MATERIAL FOR THIS TASK below:

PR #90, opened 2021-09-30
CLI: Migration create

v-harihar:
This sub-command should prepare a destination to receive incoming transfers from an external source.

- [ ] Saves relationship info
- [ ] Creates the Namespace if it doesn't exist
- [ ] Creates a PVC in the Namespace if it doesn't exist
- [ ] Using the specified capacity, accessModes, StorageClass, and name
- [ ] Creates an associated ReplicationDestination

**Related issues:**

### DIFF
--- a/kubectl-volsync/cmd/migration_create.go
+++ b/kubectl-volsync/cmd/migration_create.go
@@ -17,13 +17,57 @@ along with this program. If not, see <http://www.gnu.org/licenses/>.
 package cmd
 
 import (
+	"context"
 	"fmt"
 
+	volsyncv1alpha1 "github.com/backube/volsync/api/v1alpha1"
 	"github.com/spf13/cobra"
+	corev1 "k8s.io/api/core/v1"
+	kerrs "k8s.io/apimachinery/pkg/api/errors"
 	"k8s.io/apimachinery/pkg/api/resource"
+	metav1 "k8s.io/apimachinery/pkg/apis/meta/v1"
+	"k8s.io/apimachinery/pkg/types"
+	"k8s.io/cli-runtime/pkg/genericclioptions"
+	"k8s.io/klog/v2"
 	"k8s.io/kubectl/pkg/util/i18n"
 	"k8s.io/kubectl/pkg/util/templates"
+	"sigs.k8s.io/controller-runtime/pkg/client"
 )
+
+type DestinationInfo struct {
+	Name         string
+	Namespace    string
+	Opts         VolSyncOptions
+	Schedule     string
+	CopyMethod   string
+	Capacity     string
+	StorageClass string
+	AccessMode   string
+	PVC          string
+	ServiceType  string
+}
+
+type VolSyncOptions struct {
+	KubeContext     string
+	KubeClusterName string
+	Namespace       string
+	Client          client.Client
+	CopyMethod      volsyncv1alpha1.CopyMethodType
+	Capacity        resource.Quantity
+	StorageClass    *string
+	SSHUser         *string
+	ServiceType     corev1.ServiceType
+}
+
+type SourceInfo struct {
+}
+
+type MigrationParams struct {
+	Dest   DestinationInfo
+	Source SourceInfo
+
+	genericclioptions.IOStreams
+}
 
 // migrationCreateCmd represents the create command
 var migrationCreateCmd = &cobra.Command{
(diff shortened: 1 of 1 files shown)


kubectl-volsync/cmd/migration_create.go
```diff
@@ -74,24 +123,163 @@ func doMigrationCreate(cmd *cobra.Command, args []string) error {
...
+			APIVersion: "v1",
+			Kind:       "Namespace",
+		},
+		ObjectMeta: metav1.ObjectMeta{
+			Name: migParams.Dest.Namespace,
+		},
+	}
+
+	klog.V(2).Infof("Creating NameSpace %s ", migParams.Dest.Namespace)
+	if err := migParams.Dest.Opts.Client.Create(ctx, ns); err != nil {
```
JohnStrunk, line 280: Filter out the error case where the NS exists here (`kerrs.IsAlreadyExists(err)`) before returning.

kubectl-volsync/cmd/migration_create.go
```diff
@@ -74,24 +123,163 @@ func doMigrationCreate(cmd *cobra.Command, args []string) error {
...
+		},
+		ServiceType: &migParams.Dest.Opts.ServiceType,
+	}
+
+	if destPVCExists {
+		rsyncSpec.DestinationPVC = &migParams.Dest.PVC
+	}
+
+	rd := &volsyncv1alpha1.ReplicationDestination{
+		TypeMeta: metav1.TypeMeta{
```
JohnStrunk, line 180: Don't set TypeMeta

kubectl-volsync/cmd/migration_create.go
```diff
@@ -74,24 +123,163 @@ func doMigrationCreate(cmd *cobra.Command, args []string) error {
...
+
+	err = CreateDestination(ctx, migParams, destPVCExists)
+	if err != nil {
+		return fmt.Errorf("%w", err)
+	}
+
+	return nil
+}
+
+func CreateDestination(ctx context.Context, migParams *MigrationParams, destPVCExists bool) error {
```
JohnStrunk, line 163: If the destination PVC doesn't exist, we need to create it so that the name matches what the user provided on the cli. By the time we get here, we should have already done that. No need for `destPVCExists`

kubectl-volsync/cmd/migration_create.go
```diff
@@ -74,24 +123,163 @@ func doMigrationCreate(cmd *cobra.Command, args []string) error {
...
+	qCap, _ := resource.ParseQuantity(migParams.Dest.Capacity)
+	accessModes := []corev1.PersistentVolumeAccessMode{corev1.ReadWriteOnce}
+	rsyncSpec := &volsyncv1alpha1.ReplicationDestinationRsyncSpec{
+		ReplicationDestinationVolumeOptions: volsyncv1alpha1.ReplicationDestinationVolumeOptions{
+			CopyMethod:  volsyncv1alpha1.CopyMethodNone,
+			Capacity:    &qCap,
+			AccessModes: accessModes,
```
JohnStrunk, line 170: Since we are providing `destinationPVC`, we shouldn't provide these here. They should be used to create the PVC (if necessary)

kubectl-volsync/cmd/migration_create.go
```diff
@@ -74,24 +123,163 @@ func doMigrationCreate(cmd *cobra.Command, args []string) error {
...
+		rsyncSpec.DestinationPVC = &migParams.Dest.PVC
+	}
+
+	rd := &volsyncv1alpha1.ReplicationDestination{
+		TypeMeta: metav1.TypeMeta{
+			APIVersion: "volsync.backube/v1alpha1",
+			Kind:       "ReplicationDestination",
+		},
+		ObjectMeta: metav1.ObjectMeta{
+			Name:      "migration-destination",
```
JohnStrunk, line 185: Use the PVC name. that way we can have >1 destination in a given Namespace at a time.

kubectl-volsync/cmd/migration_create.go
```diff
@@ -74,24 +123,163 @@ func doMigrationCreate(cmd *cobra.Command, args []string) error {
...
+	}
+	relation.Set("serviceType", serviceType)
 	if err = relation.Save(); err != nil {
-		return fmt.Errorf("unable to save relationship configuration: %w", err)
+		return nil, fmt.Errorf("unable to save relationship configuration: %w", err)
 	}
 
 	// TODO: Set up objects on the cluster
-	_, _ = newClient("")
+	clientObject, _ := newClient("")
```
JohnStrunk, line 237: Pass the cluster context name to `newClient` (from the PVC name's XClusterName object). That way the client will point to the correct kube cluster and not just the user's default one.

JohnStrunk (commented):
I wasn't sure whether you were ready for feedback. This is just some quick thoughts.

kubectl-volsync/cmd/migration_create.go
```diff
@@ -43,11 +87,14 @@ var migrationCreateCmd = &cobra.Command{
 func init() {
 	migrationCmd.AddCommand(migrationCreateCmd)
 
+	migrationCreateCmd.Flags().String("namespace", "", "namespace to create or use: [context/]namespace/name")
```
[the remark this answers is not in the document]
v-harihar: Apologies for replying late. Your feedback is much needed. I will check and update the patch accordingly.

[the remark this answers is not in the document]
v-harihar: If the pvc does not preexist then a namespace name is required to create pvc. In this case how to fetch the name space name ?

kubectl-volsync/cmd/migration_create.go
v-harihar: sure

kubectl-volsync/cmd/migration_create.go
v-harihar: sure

End of MATERIAL FOR THIS TASK.
MATERIAL FOR THIS TASK below:

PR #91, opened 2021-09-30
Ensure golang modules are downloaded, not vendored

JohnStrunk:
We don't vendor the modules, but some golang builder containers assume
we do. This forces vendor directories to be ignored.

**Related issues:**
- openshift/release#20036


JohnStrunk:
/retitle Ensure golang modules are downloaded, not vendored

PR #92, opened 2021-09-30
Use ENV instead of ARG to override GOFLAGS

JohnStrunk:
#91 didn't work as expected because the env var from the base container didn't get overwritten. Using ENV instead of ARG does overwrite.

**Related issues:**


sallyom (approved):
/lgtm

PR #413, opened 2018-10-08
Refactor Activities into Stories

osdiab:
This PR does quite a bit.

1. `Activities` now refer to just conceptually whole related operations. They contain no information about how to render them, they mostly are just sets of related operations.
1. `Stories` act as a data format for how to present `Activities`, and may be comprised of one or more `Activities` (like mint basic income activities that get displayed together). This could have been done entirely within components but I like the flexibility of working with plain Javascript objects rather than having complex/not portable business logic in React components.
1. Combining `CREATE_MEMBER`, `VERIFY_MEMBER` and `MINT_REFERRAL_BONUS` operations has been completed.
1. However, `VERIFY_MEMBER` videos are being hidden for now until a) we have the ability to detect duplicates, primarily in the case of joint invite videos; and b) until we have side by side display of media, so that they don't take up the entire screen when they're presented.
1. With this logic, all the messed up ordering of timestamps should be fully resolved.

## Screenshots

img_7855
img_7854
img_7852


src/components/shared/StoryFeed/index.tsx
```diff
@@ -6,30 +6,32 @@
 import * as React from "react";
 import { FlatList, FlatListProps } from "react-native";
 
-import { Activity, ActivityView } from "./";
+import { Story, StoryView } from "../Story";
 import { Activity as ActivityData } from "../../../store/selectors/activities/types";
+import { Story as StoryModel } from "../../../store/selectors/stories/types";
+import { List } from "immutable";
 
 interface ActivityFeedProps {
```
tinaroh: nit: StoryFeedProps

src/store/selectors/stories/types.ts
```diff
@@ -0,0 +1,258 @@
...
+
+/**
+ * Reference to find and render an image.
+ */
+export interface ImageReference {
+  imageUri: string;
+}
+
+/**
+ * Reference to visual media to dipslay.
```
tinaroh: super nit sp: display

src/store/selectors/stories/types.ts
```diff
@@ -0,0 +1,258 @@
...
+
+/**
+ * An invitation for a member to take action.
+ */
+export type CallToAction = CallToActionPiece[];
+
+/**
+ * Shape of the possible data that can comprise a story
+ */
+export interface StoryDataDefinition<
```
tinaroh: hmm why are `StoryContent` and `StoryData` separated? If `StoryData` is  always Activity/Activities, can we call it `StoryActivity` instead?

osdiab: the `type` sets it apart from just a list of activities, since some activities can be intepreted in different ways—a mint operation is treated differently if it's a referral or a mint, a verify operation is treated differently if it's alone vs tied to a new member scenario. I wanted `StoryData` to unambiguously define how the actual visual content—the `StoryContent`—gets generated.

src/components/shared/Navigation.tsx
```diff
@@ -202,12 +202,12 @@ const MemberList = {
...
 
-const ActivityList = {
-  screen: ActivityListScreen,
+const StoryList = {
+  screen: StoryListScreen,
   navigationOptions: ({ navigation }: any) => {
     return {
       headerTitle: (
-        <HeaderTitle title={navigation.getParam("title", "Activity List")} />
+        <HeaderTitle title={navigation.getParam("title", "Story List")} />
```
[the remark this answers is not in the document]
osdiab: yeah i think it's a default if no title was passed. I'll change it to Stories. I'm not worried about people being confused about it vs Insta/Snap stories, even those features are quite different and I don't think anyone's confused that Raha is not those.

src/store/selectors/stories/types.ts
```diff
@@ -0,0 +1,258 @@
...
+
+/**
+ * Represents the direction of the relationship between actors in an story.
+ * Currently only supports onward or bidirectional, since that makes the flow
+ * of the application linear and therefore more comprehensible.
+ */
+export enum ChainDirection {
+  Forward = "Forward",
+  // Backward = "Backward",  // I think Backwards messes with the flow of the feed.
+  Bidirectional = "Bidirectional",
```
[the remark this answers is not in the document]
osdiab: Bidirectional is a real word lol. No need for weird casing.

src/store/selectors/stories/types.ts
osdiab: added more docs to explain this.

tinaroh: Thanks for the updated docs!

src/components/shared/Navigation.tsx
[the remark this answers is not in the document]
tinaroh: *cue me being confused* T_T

End of MATERIAL FOR THIS TASK.

**ACTIVITY:** Pull every line with the word "CopyMethod" from the data.

**YOUR RESPONSE:**
+	CopyMethod   string
+	CopyMethod      volsyncv1alpha1.CopyMethodType
+			CopyMethod:  volsyncv1alpha1.CopyMethodNone,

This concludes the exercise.